How will vulnerable groups of patients be provided for under this system?

    — How will the proposed system facilitate service reconfiguration?

    — Will the new arrangements safeguard current examples of good practice?

    — Who will drive innovation during the transitional period?

    — How will transitional costs (redundancy etc) be minimized?

  37.  There needs to be an explicit focus in the remit of the National Commissioning Board on the needs of patients and service users who are vulnerable by virtue of their health condition or demographic characteristics.

  38.  Service reconfiguration will be difficult to achieve without an approach will allows decision making at the right geographical level (such as the recent work to reconfigure acute stroke services in London) and which involves patients and citizens in an honest and meaningful way.

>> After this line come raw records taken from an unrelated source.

PR #103, opened 2019-08-12
Anaconda restructure

zeryx:
The version of anaconda that we released was not able to properly handle package dependencies prior to algorithm compilation. This PR includes:

- Implements a pattern for anaconda dependencies to get installed to the same environment and compile properly.
- Some refactors to reduce duplicate code and to improve legibility.
- Adds support for pre-installing specific versions of python (2.7, 3.5, and 3.7)


libraries/anaconda3-buildtime/context/build
```diff
@@ -4,6 +4,11 @@ set -e
...
-. /opt/conda/etc/profile.d/conda.sh
 
-conda env update --prefix $ANACONDA_ENV --file=$ROOTDIR/requirements.yml
+. /opt/conda/etc/profile.d/conda.sh
+if [ -z "$1" ]; then
+    conda env update --prefix "$ANACONDA_ENV" --file $ROOTDIR/requirements.yml;
+else
+    conda env update --prefix "$ANACONDA_ENV" --file "$1";
+    chown algo:algo -R $ANACONDA_ENV;
+fi
```
zeryx: Every anaconda dependency will use this build script internally, for example of use check out `anaconda3-python37/Dockerfile`
This keeps things DRY and allows us to reuse the same script rather than adding a ton of boilerplate.

libraries/anaconda3-python27/Dockerfile
```diff
@@ -0,0 +1,4 @@
+ENV REQFILE=/home/algo/dependency.yml
+COPY --chown=0:0 anaconda3-buildtime/context/build /usr/local/bin/dependency-build
+COPY --chown=0:0 anaconda3-python27/context/requirements.yml $REQFILE
+RUN dependency-build $REQFILE && rm $REQFILE
```
zeryx: This is an example of how one would install an anaconda dependency, the specific operation requested is described in the `requirements.yml` file - the rest is boilerplate and reuses the `build` file defined in `anaconda3-buidltime`

languages/anaconda3/template/requirements.yml
```diff
@@ -1,13 +1,11 @@
 channels:
 # Add your desired anaconda channels here
-- conda-forge
-- defaults
+  - conda-forge
+  - defaults
 dependencies:
 # Here are where your anaconda dependencies can be defined
-- python
 # If you wish to use a specific version of pip, please adjust the value below
```
jamesatha: Is this comment still valid?

libraries/anaconda3-buildtime/context/build
```diff
@@ -4,6 +4,11 @@ set -e
 
 ROOTDIR=/opt/algorithm
 
-. /opt/conda/etc/profile.d/conda.sh
 
-conda env update --prefix $ANACONDA_ENV --file=$ROOTDIR/requirements.yml
+. /opt/conda/etc/profile.d/conda.sh
+if [ -z "$1" ]; then
+    conda env update --prefix "$ANACONDA_ENV" --file $ROOTDIR/requirements.yml;
```
jamesatha: nit: why are there semi-colons at the end of these lines?
Also, I don't think you need the quotes around `$ANACONDA_ENV`

libraries/anaconda3-buildtime/context/build
```diff
@@ -4,6 +4,11 @@ set -e
 
 ROOTDIR=/opt/algorithm
```
jamesatha: Can we add a comment for what $1 is supposed to be

libraries/anaconda3-python27/Dockerfile
```diff
@@ -0,0 +1,4 @@
+ENV REQFILE=/home/algo/dependency.yml
```
jamesatha: I feel like this should be an `ARG` since it's not needed outside of builds

libraries/anaconda3-python27/Dockerfile
jamesatha: why do we remove the file? Not sure it is really necessary. I feel like it could help with debugging and it's such a small file that it won't matter from the space perspective

libraries/anaconda3-python35/Dockerfile
```diff
@@ -0,0 +1,4 @@
+ENV REQFILE=/home/algo/dependency.yml
```
jamesatha: I feel like these should be unique file locations instead of stomping over each other

languages/anaconda3/template/requirements.yml
zeryx: good catch I'll remove

libraries/anaconda3-buildtime/context/build
zeryx: I threw this though a shell linter and it recommended "'s to remove ambiguity, I'm down with removing em

libraries/anaconda3-buildtime/context/build
zeryx: yea that's not a bad idea, I'll add one

libraries/anaconda3-python35/Dockerfile
zeryx: yea that's why I was deleting the files at the end of the dockerfile ops, I was trying to keep things DRY but I think you're right, it's excessive. I'll add a suffix to the end like `dependency-python35.yml`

  39.  There is an opportunity to drive innovation through a "pathfinder" process that encourages, publicises and carefully evaluates a diversity of approaches.

Resource Allocation

    — How will resources be allocated between commissioners?

    — What arrangements are proposed for risk sharing between commissioners?

    — What arrangements will be made to safeguard patient care if a commissioner gets into difficulty?

  40.  National Voices favours maximum clarity and transparency about the arrangements that will pertain.

Specialist Services

    — What arrangements are proposed for commissioning of specialist services?

     — How will these arrangements interface with the rest of the system?

  41.  National specialist commissioning arrangements need to continue.